Issue #794, opened 2019-11-27
MacOS: Catalina: Actual application occupies a quarter of the window


el-dee:
As seen on the screenshot below, Panda application on Catalina are confined to the lower left quarter of the window. I guess this is related to the HiDPI scaling of the Retina monitor and that somehow it's no longer applied properly.

<img width="912" alt="Screenshot" src="https://user-images.githubusercontent.com/44778133/69766431-3750a080-1178-11ea-90ff-a0709bcd29f0.png">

_Exercise_
Emit the records above again, exactly, with no line skipped.

_Answer area_
Issue #794, opened 2019-11-27
MacOS: Catalina: Actual application occupies a quarter of the window


el-dee:
As seen on the screenshot below, Panda application on Catalina are confined to the lower left quarter of the window. I guess this is related to the HiDPI scaling of the Retina monitor and that somehow it's no longer applied properly.

<img width="912" alt="Screenshot" src="https://user-images.githubusercontent.com/44778133/69766431-3750a080-1178-11ea-90ff-a0709bcd29f0.png">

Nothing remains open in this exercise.